确保只有一个Shell脚本实例在运行

1. Introduction

In this tutorial, we’ll discuss different ways of ensuring only one instance of a bash script is running. This will be useful when our script needs to have exclusive access to some resource. One common example is when we need to run a cron job only if it is not already running.

We can prevent more than one instance in several ways, which can be divided into two main groups. One approach is using a lock with flock or lockfile. The other one is determining if the process is already running, for instance, using a pid file.

2. Using flock

We can use flock to create a lock on a file. The idea is that we first try to obtain the lock, and if this fails, it means there’s another instance running.

We can be confident with this approach because there won’t be race conditions. Also, any lock held on a file is released once the process exits. Those advantages make flock a safe way of ensuring only one instance will run. Another advantage is that the flock program is an implementation of the flock system call.

flock by default blocks until the lock is released and then continues without error. We can use the parameter -n to use flock in a non-blocking way. This will make flock immediately exit with an error when there is another lock on the file.

We should use -n if we don’t want the script to run a second time in the event that it’s already running. On the other hand, if we don’t use -n, flock will block, and the script will run again once the previous instance terminates.

We’ll need to choose a file that will serve as the lock. This file needs to be unique to our script and not shared by other processes.

2.1. Executing an External Script

There are two ways we can use flock. One of them is to have the script in a separate file and use flock to call it.
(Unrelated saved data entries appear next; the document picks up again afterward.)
PR #245855, opened 2026-01-27
[FIX] base/ir.ui.view: keep tail when remove the field from access group

Gorash:
In a view, if a field is removed due to security access restrictions, the text that follows it is not preserved. This leads to inconsistencies in the view.

opw-5798852


kmagusiak (approved):
@robodoo r+

PR #245857, opened 2026-01-27
[IMP] im_livechat: remove chat hub options for public users

tsm-odoo:
Public users aren't supposed to have many chats active at a time.
For this reason, the chat hub options are overkill and more distracting
than helpful.

This commit removes the chat hub options for non-internal users.

At the same time, this commit fixes the chat hub drag feature that
was not working with `o-liftUp` since [1]. Once the chat hub has
been dragged, we should not move it programatically anymore.

part of task-5867464

[1]: https://github.com/odoo/odoo/pull/225757

### DIFF
--- a/addons/mail/static/src/core/common/chat_hub.scss
+++ b/addons/mail/static/src/core/common/chat_hub.scss
@@ -1,6 +1,9 @@
 .o-mail-ChatHub-bubbles {
     width: $o-mail-ChatHub-bubblesWidth;
     z-index: $o-mail-NavigableList-zIndex - 1;
+}
+
+.o-mail-ChatHub:not(.o-dragged) .o-mail-ChatHub-bubbles {
     bottom: calc(#{var(--mail-ChatHub-bubbles-bottom, 0px)} + #{var(--mail-ChatHub-bubbles-bottomLift, 0px)});
 
     &.o-liftUp {
--- a/addons/mail/static/src/core/common/chat_hub.xml
+++ b/addons/mail/static/src/core/common/chat_hub.xml
@@ -2,14 +2,14 @@
 <templates xml:space="preserve">
 
 <t t-name="mail.ChatHub">
-    <div class="o-mail-ChatHub d-print-none" t-ref="root">
+    <div class="o-mail-ChatHub d-print-none" t-att-class="{'o-dragged': position.dragged}" t-ref="root">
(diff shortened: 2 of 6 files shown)


addons/mail/static/src/core/common/chat_hub.scss
alexkuhn: `bottom` and `--mail-ChatHub-bubbles-bottomLift` should work in `:not(.o-dragged)`, but `width` and `z-index` should be applied even in `o-dragged`.

addons/mail/static/src/core/common/chat_hub.xml
```diff
@@ -2,14 +2,14 @@
...
             <ChatWindow chatWindow="cw" t-if="cw.canShow" right="chatHub.BUBBLE_START + chatHub.BUBBLE + (chatHub.BUBBLE_OUTER*2) + (visibleChatWindows.length - cw_index - 1) * (chatHub.WINDOW + chatHub.WINDOW_INBETWEEN * 2)"/>
         </t>
         <div class="o-mail-ChatHub-bubbles position-fixed d-flex flex-column align-content-start justify-content-end align-items-center" t-attf-style="top: {{position.top}}; left: {{position.left}}; right: {{position.right}}; --mail-ChatHub-bubbles-bottom: {{position.bottom}}" t-att-class="{ 'o-liftUp': busMonitoring.hasConnectionIssues, 'o-mobile': isMobileOS }" t-ref="bubbles">
             <div class="d-flex flex-column align-content-start justify-content-end align-items-center o-gap-1_5">
-                <Dropdown t-if="(chatHub.showConversations and !chatHub.compact) or position.dragged" state="options" position="'top-end'" menuClass="'m-0 mb-1 ' + store.discussDropdownMenuClass(this)">
+                <Dropdown t-if="store.self_user?.share === false and ((chatHub.showConversations and !chatHub.compact) or position.dragged)" state="options" position="'top-end'" menuClass="'m-0 mb-1 ' + store.discussDropdownMenuClass(this)">
```
alexkuhn: I think we can have `optionActions.length` as `t-if` and put condition on the "Hide all" and "Close all" options.

That way we don't show the options when there's no option to show, but we still allow drag and when the options are dragged it shows the options as there's the "Reset position".

alexkuhn (approved):
@robodoo delegate+

tsm-odoo (commented):
@robodoo r+

PR #245860, opened 2026-01-27
[FIX] hr_holidays: wrong allocations in report

MerlinGuillaume:
The balance report aggregates allocations regardless of the period in which they occur resulting in wrong information when an employee has two allocations in different periods and a filter is used in the report

Steps to reproduce:
1. Install Time Off app
2. Open Time Off app and go to Management > Allocations
3. Create a new allocation of 100 days for employee "Mitchell Admin" of time off type "Paid Time Off" with a validity period from 01/01/2027 to 31/12/2027 and approve it
4. Activate debug mode
5. Go to Time Off > Reporting > Balance
6. The number of days left for "Mitchell Admin" for "Paid Time Off" is 120 days even though the default filter is on the period of 2026

Solution:
Refactor the entire query: we order the allocations by date_from so we can subtract taken leaves from the allocations in that order

opw-5156142

### DIFF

Using flock this way, we don’t need to modify the script. This is useful when we want to protect any arbitrary script or binary.

We only need the path to the lock file and the path to the script:

$ flock -n <lock file> <script>

Let’s use flock when executing an external script called dobackup.sh, using the file /var/lock/dobackup.lock as the lock:

$ flock -n /var/lock/dobackup.lock ./dobackup.sh

Now, suppose that our script is currently running. Let’s see what happens if we run the above line again:

$ flock --verbose -n /var/lock/dobackup.lock ./dobackup.sh
flock: failed to get lock
$ echo $?
1

We can see that flock has informed us that it failed to acquire the lock and exited with value 1 (error). This means another instance has the lock.

When flock fails it doesn’t run the script parameter, preventing more than one dobackup.sh instance from executing.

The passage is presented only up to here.